Saran Tji Laki perihal bolu katresna untuk kekasih hati

Bahasa Indonesia dalam kemasan makanan itu wajib. Bahasa dan aksara Sunda memperkuat citra lokal.

▒ Lama baca < 1 menit

Bolu bronis Tji Laki 9 Bandung — Blogombal.com

Kemasan bolu cokelat ini apik dan nyeni. Terbikin oleh Tji Laki 9, Jalan Cilaki, Bandung, Jabar. Dikemas dalam langgam vintage, kue ini berslogankan kalimat dalam bahasa Sunda, “Katresna kagem ni mideudeuh.” Artinya, cinta kasih untuk yang tersayang. Di atas teks Latin ada aksara Sunda. Layanan berbasis AI dalam aplikasi ponsel dapat menerjemahkannya.

Bolu bronis Tji Laki 9 Bandung — Blogombal.com

Bagi saya hal ini menarik karena penganan modern dari Bandung ini dilekati tuturan lokal, dalam bahasa Sunda halus. Kita tahu, banyak produk penganan modern lokal yang berbahasa Inggris padahal mayoritas konsumennya adalah orang Indonesia. Atribut penjual pun dalam bahasa Indonesia: toko bolu & kue.

Bolu bronis Tji Laki 9 Bandung — Blogombal.com

Tak apa, itu soal pilihan dan selera. Pemilihan cara berbahasa itu hak asasi. Hanya dalam urusan kenegaraan ada UU yang mewajibkan penggunaan bahasa Indonesia.
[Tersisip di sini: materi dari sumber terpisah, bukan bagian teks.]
PR #2829, opened 2019-04-10
 feat(provider/kubernetes): Add traffic options to deploy manifest

ezimanyi:
* refactor(provider/kubernetes): Use constructor injection 

  Refactor DeployManifestTask to use constructor injection, and change impelentation-specific fields to be private and final.

* feat(provider/kubernetes): Add traffic options to deploy manifest 

  Add functionality to the deploy manifest task to handle the fields in the new trafficManagement section. In particular, pass along any specified service as well as whether to send traffic to new workloads.

### DIFF
--- a/orca-clouddriver/src/main/groovy/com/netflix/spinnaker/orca/clouddriver/tasks/manifest/DeployManifestContext.java
+++ b/orca-clouddriver/src/main/groovy/com/netflix/spinnaker/orca/clouddriver/tasks/manifest/DeployManifestContext.java
@@ -19,8 +19,10 @@ package com.netflix.spinnaker.orca.clouddriver.tasks.manifest;
 import com.fasterxml.jackson.annotation.JsonProperty;
 import lombok.Getter;
 
+import java.util.Collections;
 import java.util.HashMap;
 import java.util.List;
+import java.util.Optional;
 
 @Getter
 public class DeployManifestContext extends HashMap<String, Object> {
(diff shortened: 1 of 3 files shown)


orca-clouddriver/src/main/groovy/com/netflix/spinnaker/orca/clouddriver/tasks/manifest/DeployManifestContext.java
```diff
@@ -37,12 +40,42 @@ public DeployManifestContext(
...
   ){
     this.source = source;
     this.manifestArtifactId = manifestArtifactId;
     this.manifestArtifactAccount = manifestArtifactAccount;
     this.skipExpressionEvaluation = skipExpressionEvaluation;
+    this.trafficManagement = trafficManagement;
     this.requiredArtifactIds = requiredArtifactIds;
   }
+
+  @Getter
```
jtk54: Is there a reason to do `@Getter` and `@JsonProperty` rather than `@Data`?

ezimanyi: Immutability---as we create this from the input map and never modify it (and actually modifications will never be persisted) I didn't want to expose setters.

jtk54: Got it -- SGTM.

PR #2830, opened 2019-04-11
fix(k8s): Deploy manifest now accepts stage-inlined artifacts

jkschneider:
In 1.13, the K8S deploy manifest stage displays the new artifacts UI when the feature flag is enabled. The JSON structure it produces for the stage is not digestable by Orca. As a refresher on the structural changes done such that this is backwards compatible:

1. `manifestArtifact` can (optionally) have an `artifactAccount` now. With the new artifacts UI, you _must_ specify an artifact account up front in the expected artifact definition, so any artifacts created with the new UI will have it. `manifestArtifactAccount` is now a backwards compatible fallback for existing pipelines.
2. `requiredArtifacts` contains a list of bind artifacts that contain either an `expectedArtifactId` or a fully-defined `artifact`. The UI presents any artifacts defined in the old model (still present in `requiredArtifactIds`) along with any artifacts defined in the new model side-by-side.

image

Here's an example of what I mean by stage-inlined artifacts in the context of the k8s deploy manifest stage:

image

### DIFF
--- a/orca-clouddriver/src/main/groovy/com/netflix/spinnaker/orca/clouddriver/tasks/manifest/DeployManifestTask.java
+++ b/orca-clouddriver/src/main/groovy/com/netflix/spinnaker/orca/clouddriver/tasks/manifest/DeployManifestTask.java
@@ -44,6 +44,8 @@ import java.util.*;
 import java.util.stream.Collectors;
 import java.util.stream.StreamSupport;
 
+import static java.util.Collections.emptyList;
+
 @Component
 @RequiredArgsConstructor
 @Slf4j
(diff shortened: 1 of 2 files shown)


orca-clouddriver/src/main/groovy/com/netflix/spinnaker/orca/clouddriver/tasks/manifest/DeployManifestTask.java
```diff
@@ -70,25 +72,25 @@ public TaskResult execute(@Nonnull Stage stage) {
...
+      if (manifestArtifact == null) {
         throw new IllegalArgumentException("No manifest artifact was specified.");
       }
 
-      String manifestArtifactAccount = context.getManifestArtifactAccount();
-      if (manifestArtifactAccount == null) {
-        throw new IllegalArgumentException("No manifest artifact account was specified.");
+      // Once the legacy artifacts feature is removed, all trigger expected artifacts will be required to define
+      // an account up front.
+      if(context.getManifestArtifactId() != null && manifestArtifact.getArtifactAccount() == null) {
```
ezimanyi: Should we be checking `context.getManifestArtifactAccount() != null` here?  I suppose that we expect `context.getManifestArtifactId()` to be `null` iff `context.getManifestArtifactAccount()` is `null` but it might be clearer to check the relevant field.

jkschneider: I'm afraid of a dangling `manifestArtifactAcount` as folks migrate pipelines. So trying to be extra safe.

ezimanyi: Ok, makes sense :+1:

jkschneider:
> Under what conditions would we need to evaluate SpEL in an artifact at the time of stage evaluation?
> 
> I ask mostly because in general we're trying to constraint SpEL evaluation to occur a the beginning of a pipeline run, as having multiple passes of evaluation has led to a lot of bugs and fragile code---so I'm hesitant to add another pass of evaluation here.

It is possible for artifacts to depend on preceding stage execution context, so can't be evaluated at the beginning of the pipeline:

image

orca-clouddriver/src/main/groovy/com/netflix/spinnaker/orca/clouddriver/tasks/manifest/DeployManifestTask.java
jkschneider: Good point. Updated.

jkschneider:
> I'm still not overly excited about explicitly supporting tight coupling between stages like that

I think I agree. Thanks for the link to the proposal. It is unclear to me how variables can be referred to in a way that is any less prone to ambiguity than SpEL, as you'd need to demarcate a variable with some set of symbols.

> Is there any concern that an artifact might contain `$` signs and that evaluating SpEL on the artifact might fail?

Theoretically there could be, but I'm not aware of any right now.

jkschneider:

rverma-nikiai:
@jkschneider Facing issue with saving pipeline using spin cli with 1.7.2 and 1.14 but able to create pipeline using ui. It looks like there is some issue with inheritance piece which is not handled correctly. Is this related to this issue?

PR #2832, opened 2019-04-11
fix(expressions): precompute trigger.parameters

marchello2000:
If trigger.parameters uses spel expressions and then, you use
some of those parameters in subsequent spel expression (e.g. in a stage)
bad things will happen, e.g.
say, you have:
```
trigger.parameters.commitSha = "${trigger.properties.commitSha}"
```

then, a stage has
```
${parameters[\"commitSha\"].substring(0,6)}"
```

the result will be "${trig" instead of the first six chars of SHA

### DIFF
--- a/orca-core/src/main/java/com/netflix/spinnaker/orca/pipeline/util/ContextParameterProcessor.java
+++ b/orca-core/src/main/java/com/netflix/spinnaker/orca/pipeline/util/ContextParameterProcessor.java
@@ -81,7 +81,7 @@ public class ContextParameterProcessor {
 
     Map<String, Object> result = expressionEvaluator.evaluate(
       source,
-      precomputeValues(context),
+      precomputeValues(context, summary),
       summary,
       allowUnknownKeys
     );
@@ -117,7 +117,7 @@ public class ContextParameterProcessor {
     return isNotEmpty(value) && value.contains("${");
   }
 
-  private Map<String, Object> precomputeValues(Map<String, Object> context) {
+  private Map<String, Object> precomputeValues(Map<String, Object> context, ExpressionEvaluationSummary summary) {
     Object rawTrigger = context.get("trigger");
     Trigger trigger;
     if (rawTrigger != null && !(rawTrigger instanceof Trigger)) {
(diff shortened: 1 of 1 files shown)


orca-core/src/main/java/com/netflix/spinnaker/orca/pipeline/util/ContextParameterProcessor.java
```diff
@@ -127,7 +127,9 @@ public static boolean containsExpression(String value) {
     }
 
     if (trigger != null && !trigger.getParameters().isEmpty()) {
-      context.put("parameters", trigger.getParameters());
+      // Eval trigger.parameters in case they have SpEL expressions
+      context.put("parameters",
```
ajordens: I don't know for certain ... but I recall expressions in trigger parameters have been contentious/error prone historically (purely from memory).

Unfortunately I don't know if there are existing expectations where the expression hasn't been evaluated yet. 

Is this a fix for a regression or new feature? I suppose someone could explicitly use an `Eval Expression` stage if they knew it was an expression?

Also ... I'd write this as

```
context.put(
  "parameters", expressionEvaluator.evaluate(trigger.getParameters(), context, summary, true)
);
```

or

```
context.put(
  "parameters", 
  expressionEvaluator.evaluate(trigger.getParameters(), context, summary, true)
);
```

(break the first parameter on to it's own line when longer than 120 characters)

marchello2000: thanks! Yes, I am torn about whether this should even be merged (as you said about past expectations). My plan is to basically extract all current expressions and run through this new code and make sure they produce same results as before.

This was reported today as someone was trying to simplify their parameter list in a pipeline. It's also been apparently reported before and we just told folks to use a workaround - put the whole expression into the param.

you can't use an eval expression stage (actually this is how it was reported).
e.g. you can't:
```
trigger.parameters.commitSha = "${trigger.properties.commitSha}"
```
and then use:
```
${parameters[\"commitSha\"].substring(0,6)}"
```

instead, you must:
```
trigger.parameters.commitSha = "${trigger.properties.commitSha.substring(0,6)}"
```

with this change, you can break up them up and use eval vars stage.

But yes, will do tons of testing before merging

PR #3050, opened 2019-07-19
fix(RRB): fix NPE introduced in https://github.com/spinnaker/orca/pull/3031

marchello2000:
When there is no source server group and a validation pipeline has been specified
RRB flow composition will fail (erroneously) trying to construct parameters to be
passed into the validation pipeline (even though the source isn't even necessary!).

This fix does two things:
1. Correctly calculate parameters passed into the validation pipeline
2. Don't even bother composing the flow if we are being called during the `beforeStages`
   since all these stages will be discared anyway (none of the stages have `STAGE_BEFORE` synthetic)

Medium term: all of this should just go away - we shouldn't be using `aroundStages` which is a
source of lots of confusion. I will be refactoring this code to take advantage of newer
`beforeStages` and `afterStages`

### DIFF
--- a/orca-clouddriver/src/main/groovy/com/netflix/spinnaker/orca/clouddriver/pipeline/servergroup/strategies/RollingRedBlackStrategy.groovy
+++ b/orca-clouddriver/src/main/groovy/com/netflix/spinnaker/orca/clouddriver/pipeline/servergroup/strategies/RollingRedBlackStrategy.groovy
@@ -15,6 +15,7 @@
  */
 package com.netflix.spinnaker.orca.clouddriver.pipeline.servergroup.strategies
 
+import com.netflix.spinnaker.orca.ExecutionStatus
 import com.netflix.spinnaker.orca.clouddriver.pipeline.cluster.ScaleDownClusterStage
 import com.netflix.spinnaker.orca.clouddriver.pipeline.servergroup.CreateServerGroupStage
 import com.netflix.spinnaker.orca.clouddriver.pipeline.servergroup.DisableServerGroupStage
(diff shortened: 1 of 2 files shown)


orca-clouddriver/src/main/groovy/com/netflix/spinnaker/orca/clouddriver/pipeline/servergroup/strategies/RollingRedBlackStrategy.groovy
```diff
@@ -122,6 +114,14 @@ class RollingRedBlackStrategy implements Strategy, ApplicationContextAware {
 
       Stage parentCreateServerGroupStage = stage.directAncestors().find() { it.type == CreateServerGroupStage.PIPELINE_CONFIG_TYPE }
 
+      if (parentCreateServerGroupStage.status == ExecutionStatus.NOT_STARTED) {
+        // No point in composing the flow if we are called to plan "beforeStages" since we don't have any STAGE_BEFOREs.
```
dreynaud: I don't see an explicit connection between the condition being checked and being called to plan beforeStages, can you elaborate?

marchello2000: Remember this one: https://github.com/spinnaker/orca/blob/master/orca-core/src/main/java/com/netflix/spinnaker/orca/pipeline/StageDefinitionBuilder.java#L83

marchello2000: what happens is:
`DeployStrategyStage` implemented `aroundStages` which calls our `composeFlow`
the `DeployStrategyStage::aroundStages` is called from `StageDefinitionBuilder::beforeStages` (java) which is called from `StageDefinitionBuilder::buildBeforeStages` (kotlin), which is called from `RunStageHandler`

marchello2000:
@dreynaud i am going to merge this so we can potentially deploy it on monday. Let me know if you have any comments

PR #3051, opened 2019-07-19
chore(test): update test to reflect class change

asher:


orca-core/src/test/groovy/com/netflix/spinnaker/orca/pipeline/RestrictExecutionDuringTimeWindowSpec.groovy
```diff
@@ -203,10 +203,9 @@ class RestrictExecutionDuringTimeWindowSpec extends Specification {
     where:
     jitterEnabled | min  | max  | waitTaskCount
     true          | 60   | 600  | 1
-    true          | null | 600  | 1
-    true          | null | null | 0
```
asher: `JitterConfig.{minDelay, maxDelay}` are no longer nullable since `RestrictExecutionDuringTimeWindow` was converted from groovy to java.

PR #3057, opened 2019-07-24
fix(Orca):Bake of HelmBakeManifestRequest error converting YAML to JSON: yaml: control characters are not allowed #4570

neelimamanubolu:
Hi ,
Since UI is not able to load "HELM2" in template renderer, we are facing issue in creation on Bake manifest for Helm. For reference, please find the below link:

https://github.com/spinnaker/spinnaker/issues/4570


ethanfrogers:
@neelimamanubolu this has been fixed in spinnaker/deck#250 and will be available in the next patch release of 1.15 (1.15.1). 

Also, instead of hard coding the value here you can simply set the `templateRenderer` in the stage JSON manually by clicking "Edit Stage as JSON" and adding it there.

PR #3059, opened 2019-07-24
chore(intellij): Add IDEA project files.

plumpy:


ethanfrogers:
Do we need to commit these? Perhaps we could just promote the use of `./gradlew idea`?

PR #3061, opened 2019-07-24
fix(kayenta): plumb through siteLocal for kayenta email support

marchello2000:
This a temporary "hack" until https://github.com/spinnaker/kayenta/issues/600 is addressed.
This changes passes through the `siteLocal` stage context to the kayenta so that it can send
report emails. The `siteLocal` params are currently used at Netflix only but they exist in
OSS `deck`. Medium term, we will remove this from deck and orca


marchello2000:
Going to merge this in so i can get the train started for our testing, just let me know if you have comments and I can  address them after the fact

duftler:
These changes look fine to me.

marchello2000:
thanks @duftler !

PR #3064, opened 2019-07-29
feat(aws/findImage): if present use appversion to filter results

cfieber:
The image query will return a substring match on package name, which can result in an incorrect match if there are multiple packages with the same prefix (e.g. myapp and myappserver).

If there are appversion tags on the image (added by baking) then prefer using those as an indicator of the package name, and do an exact match on the appversion's package name as a filter of the image find results.

If no results pass the appversion filtering, fall back to existing behaviour


emjburns:
LGTM

PR #3069, opened 2019-07-30
feat(webhooks): add support for cancellation to webhooks

marchello2000:
for webhooks that have `waitForCompletion=true` (i.e. monitored webhook) it is
desirable to have an indication of cancellation (either user cancels execution
or the execution is terminated due to some failure)

NOTE: this also deleted fields marked deprecated from webhook response. These have been marked deprecated 1yr ago so it's time to let them go


marchello2000:
@ajordens reviewed offline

Kalau dalam forum internasional presiden berpidato dalam Indonesia, ada penerjemah berupa orang, bukan komputer, dari penyelenggara.

Eh ralat, sebenarnya untuk bahasa Indonesia dalam informasi produk buatan dalam negeri maupun impor sudah diatur dalam Pasal 39 Perpres No. 63/2019.

Bolu bronis Tji Laki 9 Bandung — Blogombal.com

Hal lain yang menarik adalah saran penyimpanan dan penyajian dalam bahasa Indonesia, dikemas dalam kartu tipis krem berukuran 10 X 8 cm dengan tinta cokelat tua, delapan halaman dalam lipatan. Tetapi kalau heavy cream, sour cream, dan dan Greek yoghurt diterjemahkan ke dalam bahasa Indonesia mungkin malah bikin bingung. Kalau butter? Memang mentega namun kadang orang tak membedakannya dari margarin.

Bolu bronis Tji Laki 9 Bandung — Blogombal.com

Panduan untuk konsumen itu perlu. Tentang cara menyimpan, hal tersebut serupa yang dilakukan produsen roti tawar dalam bungkus: masukkanlah ke dalam kulkas maupun pembeku. Bahwa konsumen tak peduli, itu masalah lain.

Bolu bronis Tji Laki 9 Bandung — Blogombal.com

Atau bisa juga konsumen sudah tahu, namun informasi yang memandu tetap perlu. Betul, seperti pada bungkus mi instan, padahal semua pembeli tahu cara memprosesnya. Ihwal aturan pakai itu diatur dalam UU Perlindungan Konsumen.

Bolu bronis Tji Laki 9 Bandung — Blogombal.com
¬ Teks dalam bahasa Sunda halus, Latin dan aksara Sunda, padahal produk lain sebangsa roti dan kue berbahasa Inggris untuk konsumen yang orang Indonesia.

Lalu bagaimana rasa bolu cokelat ini? Bagi saya biasa saja, dalam arti enak, manis, karena seharusnya memang demikian. Maaf, selera lidah saya dalam urusan roti, kue, dan sebangsanya memang payah.

Bolu bronis Tji Laki 9 Bandung — Blogombal.com

Apakah saya mencoba setidaknya satu saran untuk memperlezat penganan ini? Saya tidak ingin. Stok bahan juga habis. Tanpa pengayaan pun cukup.

¬ Bukan tulisan berbayar maupun titipan

2 Comments

Tito Sigilipoe Minggu 31 Mei 2026 ~ 20.13 Reply

Greek Yoghurt dan selai buahnya tetep harus beli sendiri.
Kan sudah ada cokelatnya juga yak, kok ditambah selai buah lagi.